Stored data:
----

PR #848, opened 2023-09-29
api: expose oscap customizations in the API

lavocatt:
As part of the effort to create a new step in the wizard for hardened images we need to have the back end able to communicate what are the filesystem and packages customization an image needs to have.
This PR does exactly this:
* add an endpoint to get the list of available policies to apply on a distribution
* add an endpoint to get the Customizations for that policy on that distribution
* add a script to generate these Customizations

Not in the scope of this PR, but a nice followup:
* a bot to propose automated PRs when the Customizations are needing an update

Open questions:
* How do we make sure to avoid forgetting to update the list of valid policies for a given distribution ?


internal/v1/handler.go
```diff
@@ -1215,3 +1215,69 @@ func closeBody(body io.Closer) {
...
+		fallthrough
+	case Rhel84:
+		fallthrough
+	case Rhel85:
+		fallthrough
+	case Rhel86:
+		fallthrough
+	case Rhel87:
+		fallthrough
+	case Rhel88:
```
kingsleyzissou: So technically, I think anything past  RHEL 8.6 and RHEL 9.1 can take on OpenSCAP customizations.

internal/v1/handler.go
```diff
@@ -1215,3 +1215,69 @@ func closeBody(body io.Closer) {
...
+			XccdfOrgSsgprojectContentProfileE8,
+			XccdfOrgSsgprojectContentProfileHipaa,
+			XccdfOrgSsgprojectContentProfileIsmO,
+			XccdfOrgSsgprojectContentProfileOspp,
+			XccdfOrgSsgprojectContentProfilePciDss,
+			XccdfOrgSsgprojectContentProfileStig,
+			XccdfOrgSsgprojectContentProfileStigGui,
+		})
+	default:
+		return echo.NewHTTPError(http.StatusBadRequest, "No profile for the specified distribution")
```
kingsleyzissou: It would be nice to have `centos-8` and `centos-9` too

oscap/rhel8/xccdf_org.ssgproject.content_profile_anssi_bp28_enhanced/customizations.json
```diff
@@ -0,0 +1 @@
+{"filesystem":[{"min_size":1073741824,"mountpoint":"/boot"},{"min_size":1073741824,"mountpoint":"/home"},{"min_size":1073741824,"mountpoint":"/opt"},{"min_size":1073741824,"mountpoint":"/srv"},{"min_size":1073741824,"mountpoint":"/tmp"},{"min_size":5368709120,"mountpoint":"/usr"},{"min_size":3221225472,"mountpoint":"/var"},{"min_size":5368709120,"mountpoint":"/var/log"},{"min_size":10737418240,"mountpoint":"/var/log/audit"},{"min_size":1073741824,"mountpoint":"/var/tmp"}],"packages":["aide","sudo","dnf-automatic","rsyslog-gnutls","chrony"]}
```
kingsleyzissou, line 1: Nitpick: it can we try add a new line at the end of the file?

kingsleyzissou:
Thanks for this, just for the record from our call: in an ideal world we would be able to get some of this information from the compliance team and so this could be a solution in the interim. Will try set up a meeting with @croissanne and them next week when the person I know there is back from PTO.

internal/v1/api.yaml
```diff
@@ -1111,3 +1129,28 @@ components:
...
+        xccdf_org.ssgproject.content_profile_cis_server_l1,
+        xccdf_org.ssgproject.content_profile_cis_workstation_l1,
+        xccdf_org.ssgproject.content_profile_cis_workstation_l2,
+        xccdf_org.ssgproject.content_profile_cui,
+        xccdf_org.ssgproject.content_profile_e8,
+        xccdf_org.ssgproject.content_profile_hipaa,
+        xccdf_org.ssgproject.content_profile_ism_o,
+        xccdf_org.ssgproject.content_profile_ospp,
+        xccdf_org.ssgproject.content_profile_pci-dss,
+        xccdf_org.ssgproject.content_profile_standard,
```
kingsleyzissou, line 1178: Standard is only supported by `fedora` so maybe we can remove it.
For reference: https://www.osbuild.org/guides/image-builder-on-premises/oscap-remediation.html

oscap/rhel8/xccdf_org.ssgproject.content_profile_anssi_bp28_enhanced/customizations.json
lavocatt: I'll have to check, because it's `json.Marshall` that is doing the writing. Is that possible with the tool ?

internal/v1/handler.go
lavocatt: Do you think it's worth changing the switch case for something else ?

internal/v1/handler.go
lavocatt: They should be considered as `rhel8` and `rhel9` right ?

internal/v1/handler.go
croissanne: Since the deployment has the most recent version of composer, wouldn't rhel84/5 with openscap work as well?

kingsleyzissou: Yeah it will work too

internal/v1/handler.go
kingsleyzissou: There is weirdly a difference between `centos-8` and `rhel-8`. Same for `centos-9` and `rhel-9`

oscap/rhel8/xccdf_org.ssgproject.content_profile_anssi_bp28_enhanced/customizations.json
kingsleyzissou: Good question, you might be able to append `\n` to the buffer before writing to the file

internal/v1/handler.go
lavocatt: All done :)

internal/v1/handler.go
lavocatt: All done :)

internal/v1/api.yaml
lavocatt: Ah, maybe we can keep it there ? I mean it's only in the possible profiles, true we can't use it yet, but maybe it's worth it being exhaustive ?

oscap/rhel8/xccdf_org.ssgproject.content_profile_anssi_bp28_enhanced/customizations.json
lavocatt: I've done that. Good idea thanks.

internal/v1/oscap.go
```diff
@@ -0,0 +1,109 @@
...
+			XccdfOrgSsgprojectContentProfileStigGui,
+		}, nil
+	case Rhel90:
+		fallthrough
+	default:
+		return nil, errors.New("No profile for the specified distribution")
+	}
+}
+
+func OscapDistributionGeneraization(distribution Distributions) (string, error) {
```
kingsleyzissou, line 76: Nitpick: OscapDistributionGeneraization -> OscapDistributionGeneralization

internal/v1/handler.go
```diff
@@ -1223,3 +1226,27 @@ func (h *Handlers) GetOscapProfiles(ctx echo.Context, distribution Distributions
...
 	return ctx.JSON(http.StatusOK, profiles)
 }
+
+func (h *Handlers) GetOscapCustomizations(ctx echo.Context, distribution Distributions, profile DistributionProfileItem) error {
+	globalDist, err := OscapDistributionGeneraization(distribution)
+	if err != nil {
+		return echo.NewHTTPError(http.StatusBadRequest, err)
+	}
+	//Load the json file with the customizations
+	jsonFile, err := os.Open(path.Join(h.server.OscapDir, filepath.Base(globalDist), filepath.Base(string(profile)), "customizations.json"))
```
kingsleyzissou, line 1236: Maybe we could delegate the file reading and parsing to the `oscap` package? Kind of like we do with `distributions`,
this would tidy this up a bit

go.mod
```diff
@@ -11,6 +11,7 @@ require (
 	github.com/jackc/pgx/v4 v4.18.1
 	github.com/labstack/echo/v4 v4.10.2
 	github.com/labstack/gommon v0.4.0
+	github.com/pelletier/go-toml v1.9.5
```
ondrejbudai, line 14: I wonder if we should use github.com/BurntSushi/toml instead. We use this one in composer. The API should be very similar.

lavocatt:
> Adding a new top-level directory seems like an overkill for me, because it adds more visual clutter to the repository, and we need to pass yet another variable through the whole stack (`OSCAP_DIR` and its variations).

I can see why having another variable might be slightly annoying, on the other hand, can we consider that changing that at this stage might require a redesign of a bunch of elements in this PR and that since there are time constraints associated to the global functionality being delivered, it might not be optimal ?

Also, another point to consider is that we don't want to keep these endpoints anyway. The short term goal is to provide a PoC that IB can be used to generate hardened images via the frontend. Then as a mid-term goal to get the compliance team to serve these endpoints instead of us.

This entire PR, to call their tool to generate customizations to serve, doesn't really make sense in IB anyway, but we need that shortcut to deliver fast.

> Since the customizations are always tied to a distribution, cannot we just put them under `distributions/$DISTRO/oscap`? I see that some customizations are shared amongst multiple distributions (currently solved with the concept of "distro generalization"). We can use symlinks instead (or not care at all, the jsons are small).

It's not the storage that is an issue but the generation that takes a very long time. So when you're developing the utility and running it a bunch of times in a row, you want that to be rather quick. That's why calling it only for the necessary distribution is a plus.

With that said, if you want me to spend some time changing where/how these oscap are stored I can take care of it.

kingsleyzissou:
> Adding a new top-level directory seems like an overkill for me, because it adds more visual clutter to the repository, and we need to pass yet another variable through the whole stack (OSCAP_DIR and its variations).

I think since this is a temporary fix @ondrejbudai's feedback is actually more applicable. Passing a whole variable through the stack to then have remove it when we're able to query the compliance API feels like a lot. Whereas, if we implement this suggestion and put the configurations in the distro, it would be easier to remove at a later stage. It does mean generating more files, but I think the trade-off makes sense.

lavocatt:
> > Adding a new top-level directory seems like an overkill for me, because it adds more visual clutter to the repository, and we need to pass yet another variable through the whole stack (OSCAP_DIR and its variations).
> 
> I think since this is a temporary fix @ondrejbudai's feedback is actually more applicable. Passing a whole variable through the stack to then have remove it when we're able to query the compliance API feels like a lot. Whereas, if we implement this suggestion and put the configurations in the distro, it would be easier to remove at a later stage. It does mean generating more files, but I think the trade-off makes sense.

Alright guys, let's implement that.

cmd/oscap/main.go
```diff
@@ -0,0 +1,162 @@
...
+		panic(err)
+	}
+	fmt.Println("✓")
+}
+
+// This program needs as an argument the directory to the distributions root file
+func main() {
+	var distributionsFolder = os.Args[1]
+	distros, err := distribution.LoadDistroRegistry(distributionsFolder)
+	distros.Available(true).List()
```
ondrejbudai, line 130: I think this can be removed.

internal/v1/oscap.go
```diff
@@ -73,37 +78,29 @@ func OscapProfiles(distribution Distributions) (DistributionProfileResponse, err
...
-		fallthrough
-	case Rhel9Nightly:
-		return "rhel9", nil
-	case Centos8:
-		return "centos8", nil
-	case Centos9:
-		return "cs9", nil
-	default:
-		return "", errors.New("No customizations for the specified distribution")
+func loadOscapCustomizations(distributionDir string, distribution Distributions, profile DistributionProfileItem) (*Customizations, error) {
```
ondrejbudai, line 81: My suggestion is to load the oscap customizations when we load [the distributions](https://github.com/osbuild/image-builder/blob/3e09617ce00040a5d4c61fc4948c963719f5c6e2/internal/distribution/distribution.go#L165) on startup and just save them as a map in [`DistributionItem`](https://github.com/osbuild/image-builder/blob/3e09617ce00040a5d4c61fc4948c963719f5c6e2/internal/distribution/distribution.go#L18).

This has several advantages:
- No I/O in the handler.
- No passing `distributionDir` to the server.
- The customization's existence and validity (if it's a valid JSON) is checked during launch. This means that if there's something up with them, the container will crash immediately instead of behaving weirdly during runtime.

The disadvantage is higher memory usage, but they are tiny, this is fine.

internal/v1/oscap.go
```diff
@@ -0,0 +1,109 @@
...
+			XccdfOrgSsgprojectContentProfileStigGui,
+		}, nil
+	case Rhel90:
+		fallthrough
+	default:
+		return nil, errors.New("No profile for the specified distribution")
+	}
+}
+
+func OscapDistributionGeneralization(distribution Distributions) (string, error) {
```
ondrejbudai: This method is added in one commit and removed in the next one. While this has no effect on the resulting merged code, it makes the history harder to read.

internal/v1/oscap.go
```diff
@@ -0,0 +1,109 @@
+package v1
+
+import (
+	"errors"
+)
+
+func OscapProfiles(distribution Distributions) (DistributionProfileResponse, error) {
```
ondrejbudai, line 12: This method has a similar issue: One commit adds it, and the following one moves it to a separate file. Once again, this has no effect on the result, but makes the history harder to read.

ondrejbudai (approved):
Amazing, thanks for taking extra time to make this more maintainable long-term, I'm very happy with the result.

I put some suggestions inline, but since none of them affects the resulting experience, I'm comfortable merging this PR as it is. :)

PR #851, opened 2023-10-04
templates: Include image name in FloorPlan

avitova:
Hello,
I am working on statistics of image builder vs launch.
if I understand from your database files correctly, this should match our [image_id](https://github.com/RHEnVision/provisioning-backend/blob/259c6f32122d1623d1e1591d1429fa5fb421c479/deploy/clowdapp.yaml#L461) column. :)
I hope this is what we are going for. :)

### DIFF
--- a/templates/image-builder.yml
+++ b/templates/image-builder.yml
@@ -143,7 +143,7 @@ objects:
     - prefix: ${FLOORIST_QUERY_PREFIX}/builds
       query: >-
         select
-          job_id,created_at,org_id,account_number,email,request->>'distribution' as distribution,
+          job_id,created_at,org_id,account_number,email,image_name,request->>'distribution' as distribution,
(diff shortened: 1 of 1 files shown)


templates/image-builder.yml
```diff
@@ -143,7 +143,7 @@ objects:
     - prefix: ${FLOORIST_QUERY_PREFIX}/builds
       query: >-
         select
-          job_id,created_at,org_id,account_number,email,request->>'distribution' as distribution,
+          job_id,created_at,org_id,account_number,email,request,image_name->>'distribution' as distribution,
```
croissanne, line 146:
```suggestion
          job_id,created_at,org_id,account_number,email,image_name,request->>'distribution' as distribution,
```
'distribution' needs to be queried on the request, not on image_name.

croissanne (changes requested):

templates/image-builder.yml
avitova: True, thank you! Fixed. :)

croissanne (approved):

croissanne:
lgtm! thank you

----

• [Task]:
The answer should be an exact copy of the lines from the first line of the data through the line with "on that distribution" and should contain nothing else.

• [Solution to this exercise]:
PR #848, opened 2023-09-29
api: expose oscap customizations in the API

lavocatt:
As part of the effort to create a new step in the wizard for hardened images we need to have the back end able to communicate what are the filesystem and packages customization an image needs to have.
This PR does exactly this:
* add an endpoint to get the list of available policies to apply on a distribution
* add an endpoint to get the Customizations for that policy on that distribution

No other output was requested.